# Deck card probability distribution with missing cards

Given a deck of cards (standard 52 deck), we know that there are some cards missing. Some of the cards that are missing we know exactly what they are (e.g. an Ace, a Two are missing). Other cards that are missing we just know they are not some card (e.g. a card is missing and it is not a Three, or a card is missing and it is not a Ten).

For convenience we can represent the cards missing from the deck as two arrays or vectors:

Known missing cards (Ace-0, Two-0, Three-0, ..., King-0) - (These are the cards that are missing that we know exactly what they are.)

NOT missing cards (Ace-0, Two-0, Three-0, ..., King-0) - (These are the cards missing that we don't know what they are exactly, but we know they are not some card.)

For example if we have

Known missing cards: (Ace-0, Two-2, Three-0, Four-1, Five-0, Six-0, Seven-0, Eight-0, Nine-0, Ten-0, Jack-0, Queen-0, King-0)

NOT missing cards: (Ace-3, Two-0, Three-0, Four-0, Five-1, Six-0, Seven-0, Eight-0, Nine-0, Ten-0, Jack-0, Queen-1, King-0)

We know that the deck has 2 Twos missing, 1 Four missing, 3 cards missing that are not Aces, 1 card missing that is not a Five, and 1 card missing that is not a Queen (8 cards missing total).

Given this information, in the general case (with arbitrary arrays), what is the probability distribution of the next card in the deck?

Also, a follow up question to this is what is the probability distribution for each of the missing cards that we know are not something?
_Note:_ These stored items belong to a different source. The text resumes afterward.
PR #205, opened 2020-01-24
Enable spaces in paths

stefanberger:
Fix serveral issues in the shell scripts reported by shellcheck. We can now use file paths that have spaces in them.


elmarco:
from a quick glance, looks good to me.

PR #206, opened 2020-01-26
Some work on swtpm_cert

stefanberger:
This series of patches allows passing of passwords to swtpm_cert using environment variables, converts the parsing of command line options to use getopt_long_only and allow certificate serial numbers with larger values (up to 64bit).


elmarco:
Passing secrets via environment variable isn't ideal. We should use fd, like existing `pwdfd`

stefanberger:
> 
> 
> Passing secrets via environment variable isn't ideal. We should use fd, like existing `pwdfd`

I primarily did this to accommodate the invocation via shell scripts , but I agree, we should have this as well. Another option to try for the shell script would be to pass it via file and then use this construct here:

```
function test() { echo $@; }
test <(echo -n "test")

Output: /dev/fd/63 (NetBSD, Linux, Cygwin, Apple
Output: /tmp//sh-np.CVMkwU (named pipe): Dragonfly, FreeBSD, 
```

Besides this, I think it may be good to avoid introducing too many new command line options. So passing it via something like this here may be good to:
--signkey-password: <password>
--signkey-password: fd:<fd>
--signkey-password: file:<filename>
--signkey-password: password:<password>

elmarco:
```
--signkey-password: <password>
--signkey-password: fd:<fd>
--signkey-password: file:<filename>
--signkey-password: password:<password>
```

Looks ok, although not consistent with swtpm command line options. Although unlikely, this may also break existing users, perhaps add --signkey-pass/pwd ?

stefanberger:
@elmarco Thanks for the suggestion. Pushed an updated.

stefanberger:
Also added support for `--print-capabilities` to `swtpm_cert`.

elmarco:
looks ok to me

PR #215, opened 2020-03-01
swtpm: Add option --profile and load libtpms dynamically

joholl:
This PR is related to stefanberger/libtpms#115. To dynamically load a libtpms library (aka _profile_) during runtime, an option, `--profile name=<name>` is added to `swtpm`, `swtpm_cuse` and `swtpm_chardev`.

The profile is loaded as stated below:

- If `--profile name=<name>` is given
   - if `<name>` is `default`, load default profile `libtpms.so`/`libtpms.dylib`
   - otherwise load `libtpms-<name>.so`/`libtpms-<name>.dylib`
- If no option `--profile` was given
   - load default profile `libtpms.so`/`libtpms.dylib`

I did not implement testing, yet. What do you think?


joholl:
This PR has gone stale.

PR #283, opened 2020-07-23
swtpm: Fix link failed for swtpm and swtpm_cuse

uudiin:
swtpm and swtpm_cuse failed to compile, which is caused by not linking libtpms.so

Signed-off-by: Tianjia Zhang <tianjia.zhang@linux.alibaba.com>

### DIFF
--- a/src/swtpm/Makefile.am
+++ b/src/swtpm/Makefile.am
@@ -98,7 +98,7 @@ swtpm_CFLAGS = \
 	-DHAVE_SWTPM_CUSE_MAIN
 
 swtpm_LDADD = \
-	-L$(PWD)/.libs -lswtpm_libtpms \
+	-L$(PWD)/.libs -lswtpm_libtpms -ltpms \
 	$(LIBFUSE_LIBS) \
 	$(GLIB_LIBS) \
 	$(GTHREAD_LIBS) \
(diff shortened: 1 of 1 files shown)


src/swtpm/Makefile.am
```diff
@@ -117,7 +117,7 @@ swtpm_cuse_CFLAGS = \
 	$(HARDENING_CFLAGS)
 
 swtpm_cuse_LDADD = \
-	-L$(PWD)/.libs -lswtpm_libtpms \
+	-L$(PWD)/.libs -lswtpm_libtpms -ltpms \
```
stefanberger, line 120: Same here. Does the configure script report a warning regarding not being able to determine the crypto library used in libtpms? This would mean this it cannot find the libtpms.pc file. Also, does the following work on your system?

```
$ pkg-config --libs libtpms
-ltpms
```

If not, then libtpms got installed in the wrong directory where pkg-config does not search for .pc files. You may want to add something like `--libdir=/usr/lib64` or `--libdir=/usr/lib/x86_64-linux-gnu` to the configure line of libtpms so the libtpms.pc gets installed in the proper directory. On Fedora for example the .pc files are all in /usr/lib64/pkgconfig and therefore libtpms.pc needs to go there as well.

uudiin: Yes, `pkg-config --libs libtpms` does not find libtpms. This problem can be solved by adding `PKG_CONFIG_PATH`, I think this should make it fail in the configure phase, not in the final compilation.

stefanberger: I fixed this now in PR #286. This should solve the issue, but have a look, please.

stefanberger:
This PR is now obsolete. Closing it.

PR #286, opened 2020-07-24
build-sys: Error out if libtpms.pc cannot be found and request PKG_CO…

stefanberger:
…NFIG_PATH be set

Error out if libtpms.pc cannot be found for pkg-config. This now requires that an
in-place libtpms be accessed like this:

PKG_CONFIG_PATH=/home/stefanb/libtpms/ \
	LIBTPMS_CFLAGS=-I/home/stefanb/libtpms/include/ \
	LIBTPMS_LDFLAGS=-L/home/stefanb/libtpms/src/.libs/ \
	./configure --prefix=/usr

### DIFF
--- a/configure.ac
+++ b/configure.ac
@@ -162,7 +162,12 @@ if test $? -ne 0; then
 fi
 AC_SUBST([LIBTASN1_LIBS])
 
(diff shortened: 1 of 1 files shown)


uudiin:
It works well, thanks for the patch.

PR #296, opened 2020-08-07
Get rid of eval when launching programs

stefanberger:
This series of patches gets rid of the usage of eval for invoking programs from within bash scripts and thus prevents potential abuse of shell features. eval is not only used for variable substitution from configuration files and the variables have to have the format '${varname}'.


elmarco:
There is too much regex and shell magic for my taste, but looks ok overall, I think

elmarco:
(fwiw, I think python scripts could be considered, if not simply a rewrite in go or rust, some day ;))

PR #317, opened 2020-09-03
Remove superflous dependency checks

diabonas:
- `expect` is no longer necessary since the Python rewrite of `swtpm_setup` in commit cc410ca91bec002eefd1c5041699b60333446714.

- The only place where `pip` is required is in [`src/swtpm_setup/Makefile.am`, l. 48](https://github.com/stefanberger/swtpm/blob/0c238a2c93cdeea4283c6e9a7b8430a9b2df2b3e/src/swtpm_setup/Makefile.am#L48), to uninstall a manually built package. Most people will have pip already installed, since it comes bundled with Python by default. It might not be installed by default in minimal build environments used for distribution packaging, but these rely on the file tracking by a package manager instead of using `make uninstall`.

    In conclusion, I think requiring pip is only helpful for a very limited number of people, and is just a superfluous build dependency for distribution packagers. Issuing a warning that the package cannot be uninstalled cleanly if pip is not found seems enough.


configure.ac
```diff
@@ -326,11 +326,6 @@ fi
 AM_CONDITIONAL([WITH_GNUTLS], [test "x$with_gnutls" = "xyes"])
 AC_SUBST([GNUTLS_LIBS])
 
-AC_PATH_PROG([EXPECT], expect)
```
stefanberger, line 329: Expect is still used here: https://github.com/stefanberger/swtpm/blob/master/samples/swtpm-create-tpmca#L61

diabonas: Good catch, though that's "just" an example (though it is indeed installed to `/usr/share/swtpm`, but not in the default path). Do you think it is worth having a hard failure in this situation?

stefanberger: It's run as a test case as well. I think this should fail hard if it's not installed.

diabonas: OK, I omitted the commit removing the check for expect and signed off the other commit.

stefanberger:
Thanks.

For example, if we know a card is missing and it is not a Two, what is the probability distribution of that cards value (given the arbitrary arrays)?

It sounds like you can basically separate the cards into three piles: cards that are known to be missing from the deck (imagine they are face up), cards that are missing from the deck but are unknown (say $$m$$ of these), and the deck itself (say $$n$$ of these). You also have a list of cards that cannot be in the second pile, and hence must be in the deck. For a card that is known to be in the deck, the probability it is on top is $$1/n$$ (it is equally likely to be anywhere in the deck). For a card that you know nothing about, the probability it is on top of the deck is $$1/(n+m)$$ (it is equally likely to be in the deck in any position or in the pile of missing cards).